13. Método según la reivindicación 12, donde la enzima recuperada tiene al menos un 20% de pureza.

14. Enzima aislada que tiene actividad endo-ß-1,4-glucanasa, en la que la enzima está (i) libre de impurezas homologas, y (ii) producida por el método según la reivindicación 12 o 13.

15. Enzima con actividad endo-ß-1,4-glucanasa y actividad óptima por encima de 90ºC, preferiblemente por encima de 95ºC, más preferiblemente por encima de 100ºC, la enzima

a) es codificada por un constructo de ADN según cualquiera de las reivindicaciones 1-5, o

b) es al menos un 60% idéntica a la secuencia de aminoácidos mostrada en la SEC ID NO:2, o

c) es producida por el método según la reivindicación 13, o

d) es un polipéptido producido por Pyrococcus furiosus, DSM 3638, que es codificable por la endo-ß-1,4-glucanasa que codifica parte de la secuencia de ADN obtenible del plásmido en Escherichia coli DSM 11203.

16. Enzima según la reivindicación 14 o 15, que pertenece a la familia 12 de glicosil hidrolasas.

17. Preparación enzimática que es enriquecida con la enzima según cualquiera de las reivindicaciones 14-16.

18. Preparación según la reivindicación 17, que adicionalmente comprende una o más enzimas seleccionadas del grupo que consiste en mananasas, galactanasas, xilanasas, arabinanasas, pectina acetil esterasas, poligalacturonasas, ramnogalacturonasas, pectina liasas, pectato liasas, pectina metil-esterasas, endo-ß-1,4-glucanasas, proteasas, lipasas, amilasas, cutinasas, peroxidasas, lacasas, celobiohidrolasas y transglutaminasas.

19. Cultivo biológico aislado sustancialmente puro de la cepa de Escherichia coli, DSM 11203.

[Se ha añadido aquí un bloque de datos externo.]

PR #2134, opened 2022-09-14
Fixed Triangular

### LINKED ISSUE #2095: Triangular::computeCharacteristicfunction() produces NaNs
When m==a or m==b, there is a division by 0 in this method:
```
import openturns as ot

d1 = ot.Triangular(-2.0, -2.0, 4.0)
print(d1.computeCharacteristicFunction(1.0))
d2 = ot.Triangular(-2.0, 4.0, 4.0)
print(d2.computeCharacteristicFunction(1.0))
```
produces:
```
(nan+nanj)
(nan+nanj)
```

regislebrun:
It closes #2095.

The characteristic function produced NaNs in degenerate cases where two breakpoints were equal.

### DIFF
--- a/lib/test/t_Trapezoidal_std.cxx
+++ b/lib/test/t_Trapezoidal_std.cxx
@@ -43,140 +43,159 @@ int main(int, char *[])
     // Test basic functionnalities
     checkClassWithClassName<TestObject>();
 
+    Collection< Trapezoidal > coll;
+    coll.add(Trapezoidal(1.0, 1.2, 3.0, 14.0));   // a<>b<>c<>d
+    coll.add(Trapezoidal(1.0, 1.0, 3.0, 14.0));   // a==b<>c<>d
+    coll.add(Trapezoidal(1.0, 1.2, 1.2, 14.0));   // a<>b==c<>d
+    coll.add(Trapezoidal(1.0, 1.0, 1.0, 14.0));   // a==b==c<>d
+    coll.add(Trapezoidal(1.0, 1.2, 14.0, 14.0));  // a<>b<>c==d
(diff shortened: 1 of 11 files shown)


jschueller (commented):
could you add the testcase ?

jschueller (approved):

lib/test/t_Trapezoidal_std.cxx
```diff
@@ -43,140 +43,159 @@ int main(int, char *[])
...
     {
-      fullprint << "Kolmogorov test for the generator, sample size=" << size << " is " << (FittingTest::Kolmogorov(distribution.getSample(size), distribution).getBinaryQualityMeasure() ? "accepted" : "rejected") << std::endl;
-      size *= 10;
+      // Instantiate one distribution object
+      Trapezoidal distribution(coll[nTrapezoidal]);
+      fullprint << "Distribution " << distribution << std::endl;
+      std::cout << "Distribution " << distribution << std::endl;
+
+      // Is this distribution elliptical ?
+      fullprint << "Elliptical = " << (distribution.isElliptical() ? "true" : "false") << std::endl;
```
josephmure, line 64: This sort of check could be made using assertions.

regislebrun: As discussed during our last technical meeting, you are right, it could be done using assertions, but as there are two to four such tests in each of the 80 tests related to distributions, I don't see the need to cherry-pick some parts of some tests to convert them to assertions, and unfortunately I don't have the time to convert this test to the new format as a whole...

josephmure (approved):
Never mind my comment about unit tests, it is not critical.

sofianehaddad (approved):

20. Uso de la enzima según cualquiera de las reivindicaciones 14-16 o la preparación enzimática según las reivindicaciones 17 o 18 en la industria textil para mejorar las propiedades de las fibras celulósicas o tejido o para proporcionar un aspecto de lavado a la piedra de la tela vaquera; o en la industria del procesamiento de fibras celulósicas; o en procesos de limpieza industrial; o material polimérico extruido por calor; o en la conversión de biomasa en azúcares; o en la producción de alcohol; o para predigestión de p. ej. granos usados en la producción de pienso; o en la producción de café instáneo o procesos de extracción similares; o en la industria petrolera para la degradación de soluciones acuosas de derivados de celulosa del hidrocoloide usados en perforación o en recuperación del petróleo mejorada por inundación polimérica.